## Records for processing
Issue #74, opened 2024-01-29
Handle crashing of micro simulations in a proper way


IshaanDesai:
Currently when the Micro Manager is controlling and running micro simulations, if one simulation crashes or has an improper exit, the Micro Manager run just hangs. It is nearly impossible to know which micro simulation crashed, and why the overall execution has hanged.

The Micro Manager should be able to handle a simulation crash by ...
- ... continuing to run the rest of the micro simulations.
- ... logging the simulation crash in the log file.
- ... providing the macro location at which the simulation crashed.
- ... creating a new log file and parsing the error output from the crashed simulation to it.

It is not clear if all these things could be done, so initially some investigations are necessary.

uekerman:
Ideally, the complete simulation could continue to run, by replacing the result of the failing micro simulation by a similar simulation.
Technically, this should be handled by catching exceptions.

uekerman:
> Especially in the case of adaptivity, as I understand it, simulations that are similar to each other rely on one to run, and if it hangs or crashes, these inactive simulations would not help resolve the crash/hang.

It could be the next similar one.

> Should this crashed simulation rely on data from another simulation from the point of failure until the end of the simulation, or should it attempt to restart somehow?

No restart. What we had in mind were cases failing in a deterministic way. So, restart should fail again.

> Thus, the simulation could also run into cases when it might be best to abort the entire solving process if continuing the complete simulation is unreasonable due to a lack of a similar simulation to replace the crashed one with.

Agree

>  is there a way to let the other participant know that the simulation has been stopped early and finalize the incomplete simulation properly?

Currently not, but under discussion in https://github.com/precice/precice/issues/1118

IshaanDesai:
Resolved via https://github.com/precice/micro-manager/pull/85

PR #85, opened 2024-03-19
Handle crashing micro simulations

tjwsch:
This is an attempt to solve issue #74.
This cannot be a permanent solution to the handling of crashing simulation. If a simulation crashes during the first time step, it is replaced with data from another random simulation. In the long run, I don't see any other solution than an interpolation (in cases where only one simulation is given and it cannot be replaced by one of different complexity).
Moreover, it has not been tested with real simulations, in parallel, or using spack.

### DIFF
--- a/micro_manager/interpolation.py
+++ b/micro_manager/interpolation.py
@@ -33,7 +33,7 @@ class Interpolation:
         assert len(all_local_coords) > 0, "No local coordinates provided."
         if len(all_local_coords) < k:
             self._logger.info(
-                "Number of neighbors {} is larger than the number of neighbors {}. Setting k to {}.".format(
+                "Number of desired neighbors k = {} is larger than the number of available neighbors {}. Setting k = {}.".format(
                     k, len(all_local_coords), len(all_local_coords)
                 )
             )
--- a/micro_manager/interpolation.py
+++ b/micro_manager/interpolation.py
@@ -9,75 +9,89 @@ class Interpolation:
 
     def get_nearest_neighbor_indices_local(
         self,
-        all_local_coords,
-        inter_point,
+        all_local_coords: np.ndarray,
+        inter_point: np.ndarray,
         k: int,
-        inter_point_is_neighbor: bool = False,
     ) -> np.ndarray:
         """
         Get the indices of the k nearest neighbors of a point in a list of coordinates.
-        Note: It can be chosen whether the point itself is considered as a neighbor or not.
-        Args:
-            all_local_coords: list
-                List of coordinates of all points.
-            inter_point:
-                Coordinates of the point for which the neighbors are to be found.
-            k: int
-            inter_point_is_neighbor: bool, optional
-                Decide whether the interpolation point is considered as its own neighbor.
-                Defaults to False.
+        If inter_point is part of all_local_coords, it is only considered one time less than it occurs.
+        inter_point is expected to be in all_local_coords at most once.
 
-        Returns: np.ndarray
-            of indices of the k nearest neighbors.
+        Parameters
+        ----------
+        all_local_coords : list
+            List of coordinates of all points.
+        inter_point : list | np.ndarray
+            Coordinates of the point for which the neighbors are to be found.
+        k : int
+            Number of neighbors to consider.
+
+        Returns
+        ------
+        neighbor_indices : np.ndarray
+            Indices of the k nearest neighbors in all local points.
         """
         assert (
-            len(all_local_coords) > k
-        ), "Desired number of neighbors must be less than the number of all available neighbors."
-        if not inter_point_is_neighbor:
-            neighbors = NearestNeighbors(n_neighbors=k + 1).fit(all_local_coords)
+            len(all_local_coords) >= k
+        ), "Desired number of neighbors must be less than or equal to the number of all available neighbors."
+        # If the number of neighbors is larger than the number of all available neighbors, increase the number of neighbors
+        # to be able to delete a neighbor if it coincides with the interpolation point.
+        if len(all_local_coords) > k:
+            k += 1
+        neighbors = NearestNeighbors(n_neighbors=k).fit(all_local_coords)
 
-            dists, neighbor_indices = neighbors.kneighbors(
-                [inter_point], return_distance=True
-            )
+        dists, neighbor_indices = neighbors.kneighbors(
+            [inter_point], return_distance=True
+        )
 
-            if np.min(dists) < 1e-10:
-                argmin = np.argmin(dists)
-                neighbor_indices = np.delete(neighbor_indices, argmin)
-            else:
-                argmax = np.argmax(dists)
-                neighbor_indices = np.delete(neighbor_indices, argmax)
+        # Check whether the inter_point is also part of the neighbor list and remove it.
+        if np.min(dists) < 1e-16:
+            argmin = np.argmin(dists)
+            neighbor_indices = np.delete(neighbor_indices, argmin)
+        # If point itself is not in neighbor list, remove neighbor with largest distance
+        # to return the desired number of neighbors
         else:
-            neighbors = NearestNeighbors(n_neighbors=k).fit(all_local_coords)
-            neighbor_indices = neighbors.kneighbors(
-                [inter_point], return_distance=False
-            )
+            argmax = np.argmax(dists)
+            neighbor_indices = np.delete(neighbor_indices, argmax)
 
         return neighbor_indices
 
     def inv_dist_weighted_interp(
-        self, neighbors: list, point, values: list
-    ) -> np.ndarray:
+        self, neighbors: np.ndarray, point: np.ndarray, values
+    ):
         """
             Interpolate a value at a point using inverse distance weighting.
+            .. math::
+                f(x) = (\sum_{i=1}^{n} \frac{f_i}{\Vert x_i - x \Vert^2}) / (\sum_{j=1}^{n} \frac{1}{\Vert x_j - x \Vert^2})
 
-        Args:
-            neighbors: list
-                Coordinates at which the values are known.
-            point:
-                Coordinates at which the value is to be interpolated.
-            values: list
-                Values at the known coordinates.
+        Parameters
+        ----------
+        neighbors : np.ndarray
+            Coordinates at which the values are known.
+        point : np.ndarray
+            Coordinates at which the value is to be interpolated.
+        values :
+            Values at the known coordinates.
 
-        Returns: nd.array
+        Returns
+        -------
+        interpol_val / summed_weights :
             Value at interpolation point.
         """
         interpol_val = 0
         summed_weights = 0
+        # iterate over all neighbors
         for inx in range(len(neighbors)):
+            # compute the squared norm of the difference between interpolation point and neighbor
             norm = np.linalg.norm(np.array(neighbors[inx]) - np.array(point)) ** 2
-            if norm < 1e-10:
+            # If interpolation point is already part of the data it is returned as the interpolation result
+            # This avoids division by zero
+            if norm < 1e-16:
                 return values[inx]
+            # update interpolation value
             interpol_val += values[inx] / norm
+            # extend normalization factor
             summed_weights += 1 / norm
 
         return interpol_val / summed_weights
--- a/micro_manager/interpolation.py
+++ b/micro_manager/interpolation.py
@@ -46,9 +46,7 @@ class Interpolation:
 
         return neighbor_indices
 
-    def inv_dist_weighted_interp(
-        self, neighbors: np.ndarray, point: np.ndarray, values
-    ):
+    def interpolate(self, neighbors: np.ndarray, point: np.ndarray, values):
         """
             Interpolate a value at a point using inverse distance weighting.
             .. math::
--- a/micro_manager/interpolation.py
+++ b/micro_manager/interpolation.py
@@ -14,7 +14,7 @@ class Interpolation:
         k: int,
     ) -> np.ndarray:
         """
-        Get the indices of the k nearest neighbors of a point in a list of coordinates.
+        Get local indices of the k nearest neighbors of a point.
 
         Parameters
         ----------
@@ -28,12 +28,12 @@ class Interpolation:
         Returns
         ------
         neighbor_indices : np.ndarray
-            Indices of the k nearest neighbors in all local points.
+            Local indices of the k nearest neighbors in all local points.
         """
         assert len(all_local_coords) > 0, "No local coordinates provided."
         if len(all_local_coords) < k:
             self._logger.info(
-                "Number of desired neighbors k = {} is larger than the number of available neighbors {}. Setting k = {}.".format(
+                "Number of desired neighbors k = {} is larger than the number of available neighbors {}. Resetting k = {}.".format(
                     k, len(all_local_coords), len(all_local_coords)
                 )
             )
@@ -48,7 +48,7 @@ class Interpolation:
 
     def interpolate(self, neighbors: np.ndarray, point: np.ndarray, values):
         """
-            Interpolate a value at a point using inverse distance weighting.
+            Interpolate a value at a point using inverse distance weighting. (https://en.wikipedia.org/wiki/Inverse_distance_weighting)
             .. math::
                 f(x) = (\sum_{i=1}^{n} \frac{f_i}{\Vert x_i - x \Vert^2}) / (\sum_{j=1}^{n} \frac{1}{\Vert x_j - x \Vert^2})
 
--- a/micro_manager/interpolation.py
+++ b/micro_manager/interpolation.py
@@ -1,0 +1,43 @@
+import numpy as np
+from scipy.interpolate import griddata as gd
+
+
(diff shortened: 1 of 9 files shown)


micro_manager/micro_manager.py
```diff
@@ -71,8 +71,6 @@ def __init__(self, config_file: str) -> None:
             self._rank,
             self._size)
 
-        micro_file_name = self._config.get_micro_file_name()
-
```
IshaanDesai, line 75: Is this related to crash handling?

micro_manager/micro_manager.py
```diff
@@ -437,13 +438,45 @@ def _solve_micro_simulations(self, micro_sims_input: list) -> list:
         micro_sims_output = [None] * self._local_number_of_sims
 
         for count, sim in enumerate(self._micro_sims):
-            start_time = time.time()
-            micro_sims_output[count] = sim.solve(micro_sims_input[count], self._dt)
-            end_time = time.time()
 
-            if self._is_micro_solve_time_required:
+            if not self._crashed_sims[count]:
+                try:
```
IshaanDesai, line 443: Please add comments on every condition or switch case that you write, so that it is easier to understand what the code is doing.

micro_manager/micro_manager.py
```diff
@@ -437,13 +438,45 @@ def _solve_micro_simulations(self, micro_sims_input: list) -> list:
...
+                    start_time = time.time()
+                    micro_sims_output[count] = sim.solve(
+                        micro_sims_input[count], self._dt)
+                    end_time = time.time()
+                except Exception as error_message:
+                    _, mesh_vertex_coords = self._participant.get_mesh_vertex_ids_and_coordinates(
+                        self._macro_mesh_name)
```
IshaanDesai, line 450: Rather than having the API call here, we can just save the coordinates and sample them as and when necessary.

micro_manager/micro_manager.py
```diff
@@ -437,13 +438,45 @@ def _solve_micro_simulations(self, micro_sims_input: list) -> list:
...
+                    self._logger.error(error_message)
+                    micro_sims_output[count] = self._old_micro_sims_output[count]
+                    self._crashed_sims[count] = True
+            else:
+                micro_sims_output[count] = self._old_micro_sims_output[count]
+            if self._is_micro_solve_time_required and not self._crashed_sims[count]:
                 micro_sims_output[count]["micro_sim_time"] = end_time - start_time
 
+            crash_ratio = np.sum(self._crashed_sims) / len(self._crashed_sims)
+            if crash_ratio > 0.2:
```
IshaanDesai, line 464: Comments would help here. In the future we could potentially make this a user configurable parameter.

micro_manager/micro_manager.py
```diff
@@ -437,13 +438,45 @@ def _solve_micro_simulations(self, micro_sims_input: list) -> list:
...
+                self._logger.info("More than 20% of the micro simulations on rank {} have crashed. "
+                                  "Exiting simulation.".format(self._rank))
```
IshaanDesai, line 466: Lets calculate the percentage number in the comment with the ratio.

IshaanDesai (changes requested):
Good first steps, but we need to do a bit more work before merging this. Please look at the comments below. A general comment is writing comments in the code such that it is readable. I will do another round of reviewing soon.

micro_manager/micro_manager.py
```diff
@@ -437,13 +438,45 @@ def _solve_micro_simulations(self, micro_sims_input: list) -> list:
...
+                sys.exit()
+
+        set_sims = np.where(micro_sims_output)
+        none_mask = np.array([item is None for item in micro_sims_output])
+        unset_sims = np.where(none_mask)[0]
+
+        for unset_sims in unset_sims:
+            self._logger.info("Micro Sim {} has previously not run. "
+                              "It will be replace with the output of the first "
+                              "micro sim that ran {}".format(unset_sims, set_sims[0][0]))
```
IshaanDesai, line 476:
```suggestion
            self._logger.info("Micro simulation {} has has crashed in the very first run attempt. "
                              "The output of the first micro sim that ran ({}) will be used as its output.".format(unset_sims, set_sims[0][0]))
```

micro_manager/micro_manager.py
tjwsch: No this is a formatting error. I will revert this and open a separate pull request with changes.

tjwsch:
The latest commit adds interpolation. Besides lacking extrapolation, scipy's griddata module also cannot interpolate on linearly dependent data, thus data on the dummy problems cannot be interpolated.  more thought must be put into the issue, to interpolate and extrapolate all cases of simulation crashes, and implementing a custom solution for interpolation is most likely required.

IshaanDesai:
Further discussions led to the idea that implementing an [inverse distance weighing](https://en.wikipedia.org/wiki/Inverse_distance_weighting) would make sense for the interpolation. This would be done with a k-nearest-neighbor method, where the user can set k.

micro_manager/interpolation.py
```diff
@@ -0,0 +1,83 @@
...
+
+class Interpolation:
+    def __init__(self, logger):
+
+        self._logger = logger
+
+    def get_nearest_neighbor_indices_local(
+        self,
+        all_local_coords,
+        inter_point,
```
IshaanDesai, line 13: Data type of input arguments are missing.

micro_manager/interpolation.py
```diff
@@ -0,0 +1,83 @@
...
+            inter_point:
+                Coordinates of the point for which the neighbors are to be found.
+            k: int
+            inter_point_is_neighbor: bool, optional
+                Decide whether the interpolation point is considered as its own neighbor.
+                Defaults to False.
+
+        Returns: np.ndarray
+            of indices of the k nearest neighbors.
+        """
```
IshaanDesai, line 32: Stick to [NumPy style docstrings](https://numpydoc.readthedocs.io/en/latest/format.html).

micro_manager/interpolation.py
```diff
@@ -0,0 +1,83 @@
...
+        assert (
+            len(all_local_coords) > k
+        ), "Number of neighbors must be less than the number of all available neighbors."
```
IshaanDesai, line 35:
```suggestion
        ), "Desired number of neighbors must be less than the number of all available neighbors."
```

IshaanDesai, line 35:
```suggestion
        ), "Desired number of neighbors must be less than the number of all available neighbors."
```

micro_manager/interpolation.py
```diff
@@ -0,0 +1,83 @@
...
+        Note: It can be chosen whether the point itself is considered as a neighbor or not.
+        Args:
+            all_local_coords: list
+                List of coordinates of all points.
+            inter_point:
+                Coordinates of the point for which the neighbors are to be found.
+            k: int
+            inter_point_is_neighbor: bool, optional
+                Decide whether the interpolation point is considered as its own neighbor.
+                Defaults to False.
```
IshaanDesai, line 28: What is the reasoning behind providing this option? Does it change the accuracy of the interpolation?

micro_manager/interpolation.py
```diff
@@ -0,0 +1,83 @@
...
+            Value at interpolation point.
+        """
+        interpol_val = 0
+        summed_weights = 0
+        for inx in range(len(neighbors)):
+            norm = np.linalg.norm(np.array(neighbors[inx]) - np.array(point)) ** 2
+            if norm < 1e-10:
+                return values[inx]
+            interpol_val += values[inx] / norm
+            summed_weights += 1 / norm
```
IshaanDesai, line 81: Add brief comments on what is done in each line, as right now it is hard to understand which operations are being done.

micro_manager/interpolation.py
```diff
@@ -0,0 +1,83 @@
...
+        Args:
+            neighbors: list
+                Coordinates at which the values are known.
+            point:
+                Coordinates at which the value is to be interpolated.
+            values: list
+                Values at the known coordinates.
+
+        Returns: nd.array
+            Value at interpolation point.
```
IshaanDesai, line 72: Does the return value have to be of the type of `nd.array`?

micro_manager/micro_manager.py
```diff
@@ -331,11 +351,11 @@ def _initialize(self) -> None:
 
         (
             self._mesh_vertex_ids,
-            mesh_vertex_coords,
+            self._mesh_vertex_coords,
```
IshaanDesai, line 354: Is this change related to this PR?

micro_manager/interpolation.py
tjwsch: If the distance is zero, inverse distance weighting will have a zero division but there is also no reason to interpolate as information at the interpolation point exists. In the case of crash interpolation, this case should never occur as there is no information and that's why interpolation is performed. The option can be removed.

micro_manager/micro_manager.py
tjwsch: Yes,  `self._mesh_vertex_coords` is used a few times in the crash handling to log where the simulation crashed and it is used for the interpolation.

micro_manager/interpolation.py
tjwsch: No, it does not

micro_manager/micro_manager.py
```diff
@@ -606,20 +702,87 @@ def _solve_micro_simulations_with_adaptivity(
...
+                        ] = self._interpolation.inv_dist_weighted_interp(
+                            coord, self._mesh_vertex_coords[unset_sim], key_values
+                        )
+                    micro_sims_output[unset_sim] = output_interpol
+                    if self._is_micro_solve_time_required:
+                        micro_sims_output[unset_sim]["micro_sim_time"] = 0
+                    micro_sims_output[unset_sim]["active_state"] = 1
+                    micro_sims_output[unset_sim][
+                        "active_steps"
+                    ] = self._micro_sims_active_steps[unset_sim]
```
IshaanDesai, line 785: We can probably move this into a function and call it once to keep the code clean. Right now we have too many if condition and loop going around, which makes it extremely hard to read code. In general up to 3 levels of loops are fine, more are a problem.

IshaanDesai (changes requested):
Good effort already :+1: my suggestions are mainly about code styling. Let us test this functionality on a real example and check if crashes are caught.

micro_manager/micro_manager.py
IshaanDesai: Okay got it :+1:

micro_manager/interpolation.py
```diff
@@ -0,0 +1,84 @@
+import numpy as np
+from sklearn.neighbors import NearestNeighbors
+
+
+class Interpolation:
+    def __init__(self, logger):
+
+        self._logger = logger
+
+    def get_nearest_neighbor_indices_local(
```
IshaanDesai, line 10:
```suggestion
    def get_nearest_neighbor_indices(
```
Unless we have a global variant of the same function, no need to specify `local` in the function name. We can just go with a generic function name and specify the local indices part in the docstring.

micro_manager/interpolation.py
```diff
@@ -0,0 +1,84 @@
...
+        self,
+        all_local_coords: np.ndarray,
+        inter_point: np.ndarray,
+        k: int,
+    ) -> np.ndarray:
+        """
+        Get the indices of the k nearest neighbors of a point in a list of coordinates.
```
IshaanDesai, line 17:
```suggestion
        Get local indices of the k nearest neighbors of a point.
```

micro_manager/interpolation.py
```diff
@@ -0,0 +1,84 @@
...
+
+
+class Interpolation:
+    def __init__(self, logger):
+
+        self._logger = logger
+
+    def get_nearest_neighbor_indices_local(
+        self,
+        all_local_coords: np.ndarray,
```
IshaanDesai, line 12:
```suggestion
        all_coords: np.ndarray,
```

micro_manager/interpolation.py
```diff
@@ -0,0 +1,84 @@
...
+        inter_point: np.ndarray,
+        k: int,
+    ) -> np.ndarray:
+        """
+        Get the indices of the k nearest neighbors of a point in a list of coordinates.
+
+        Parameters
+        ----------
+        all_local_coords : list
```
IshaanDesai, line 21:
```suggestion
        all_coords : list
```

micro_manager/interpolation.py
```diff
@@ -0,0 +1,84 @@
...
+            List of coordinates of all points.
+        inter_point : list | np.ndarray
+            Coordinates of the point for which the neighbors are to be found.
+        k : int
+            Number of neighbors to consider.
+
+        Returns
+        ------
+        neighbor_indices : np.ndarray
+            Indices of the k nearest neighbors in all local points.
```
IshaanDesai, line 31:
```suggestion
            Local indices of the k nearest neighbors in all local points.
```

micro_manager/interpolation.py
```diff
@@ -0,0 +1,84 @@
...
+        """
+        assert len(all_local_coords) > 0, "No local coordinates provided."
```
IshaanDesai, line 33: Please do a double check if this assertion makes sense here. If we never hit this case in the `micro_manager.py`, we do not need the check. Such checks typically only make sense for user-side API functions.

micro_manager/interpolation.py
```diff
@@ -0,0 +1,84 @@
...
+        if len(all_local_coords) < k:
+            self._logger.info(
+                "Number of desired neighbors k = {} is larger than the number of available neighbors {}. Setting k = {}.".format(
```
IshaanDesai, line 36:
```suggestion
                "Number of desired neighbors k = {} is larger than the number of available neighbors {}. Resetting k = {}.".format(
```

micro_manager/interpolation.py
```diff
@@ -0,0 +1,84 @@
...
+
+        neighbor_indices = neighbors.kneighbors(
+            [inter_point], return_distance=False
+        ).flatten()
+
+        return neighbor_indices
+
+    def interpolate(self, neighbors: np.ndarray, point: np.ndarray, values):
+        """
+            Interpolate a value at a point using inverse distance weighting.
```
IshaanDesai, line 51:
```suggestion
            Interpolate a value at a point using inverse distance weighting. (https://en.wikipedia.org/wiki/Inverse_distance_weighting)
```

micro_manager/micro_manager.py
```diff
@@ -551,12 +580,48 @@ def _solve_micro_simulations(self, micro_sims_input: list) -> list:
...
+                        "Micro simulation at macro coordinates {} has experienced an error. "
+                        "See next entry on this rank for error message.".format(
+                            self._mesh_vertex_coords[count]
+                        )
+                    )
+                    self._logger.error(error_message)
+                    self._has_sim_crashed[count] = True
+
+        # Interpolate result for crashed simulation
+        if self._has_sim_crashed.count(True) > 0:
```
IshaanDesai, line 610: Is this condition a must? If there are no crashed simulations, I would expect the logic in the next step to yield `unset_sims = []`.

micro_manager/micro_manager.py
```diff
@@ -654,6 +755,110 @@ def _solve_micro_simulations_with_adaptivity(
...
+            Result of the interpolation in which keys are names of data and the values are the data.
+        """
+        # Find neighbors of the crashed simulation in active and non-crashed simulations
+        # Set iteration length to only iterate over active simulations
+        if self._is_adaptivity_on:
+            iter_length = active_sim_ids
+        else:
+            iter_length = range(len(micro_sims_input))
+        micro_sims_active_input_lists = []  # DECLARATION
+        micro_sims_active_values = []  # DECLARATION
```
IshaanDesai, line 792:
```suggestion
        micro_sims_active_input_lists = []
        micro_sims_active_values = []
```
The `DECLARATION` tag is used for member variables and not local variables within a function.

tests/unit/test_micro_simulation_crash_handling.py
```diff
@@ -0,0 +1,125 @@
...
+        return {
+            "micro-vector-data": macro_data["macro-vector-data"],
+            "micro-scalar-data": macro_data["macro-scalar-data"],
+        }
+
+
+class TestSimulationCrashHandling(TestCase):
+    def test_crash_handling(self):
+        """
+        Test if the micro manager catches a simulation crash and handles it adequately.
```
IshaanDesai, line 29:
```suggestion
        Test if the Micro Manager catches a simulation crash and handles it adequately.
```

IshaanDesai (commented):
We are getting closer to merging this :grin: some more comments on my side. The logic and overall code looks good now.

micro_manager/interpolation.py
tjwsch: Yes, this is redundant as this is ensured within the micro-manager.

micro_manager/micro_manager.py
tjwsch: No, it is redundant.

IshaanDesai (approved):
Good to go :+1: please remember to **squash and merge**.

## Assignment
A single number is the expected answer: how many lines of the entries contain "wiki".

## Answer to this task
3